In the data below, one line contains "Square spiral 2" and a later one contains "## Description". Print both, with every line between them, exactly and alone.

━━━━━ DATA SHOWN

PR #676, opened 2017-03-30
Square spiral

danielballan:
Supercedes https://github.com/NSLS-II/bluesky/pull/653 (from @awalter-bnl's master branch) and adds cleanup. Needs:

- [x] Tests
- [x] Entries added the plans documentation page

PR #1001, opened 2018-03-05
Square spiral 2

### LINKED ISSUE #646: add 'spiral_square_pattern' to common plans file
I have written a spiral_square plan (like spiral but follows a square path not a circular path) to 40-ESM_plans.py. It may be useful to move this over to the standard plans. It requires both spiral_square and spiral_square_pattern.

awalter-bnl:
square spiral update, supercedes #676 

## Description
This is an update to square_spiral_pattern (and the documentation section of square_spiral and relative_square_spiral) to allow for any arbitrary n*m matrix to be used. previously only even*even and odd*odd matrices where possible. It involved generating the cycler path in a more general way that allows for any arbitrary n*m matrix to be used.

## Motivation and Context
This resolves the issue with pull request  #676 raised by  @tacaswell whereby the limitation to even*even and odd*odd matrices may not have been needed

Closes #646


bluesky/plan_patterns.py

━━━━━━━━━━

▶ [EXPECTED OUTPUT]:
Square spiral 2

### LINKED ISSUE #646: add 'spiral_square_pattern' to common plans file
I have written a spiral_square plan (like spiral but follows a square path not a circular path) to 40-ESM_plans.py. It may be useful to move this over to the standard plans. It requires both spiral_square and spiral_square_pattern.

awalter-bnl:
square spiral update, supercedes #676 

## Description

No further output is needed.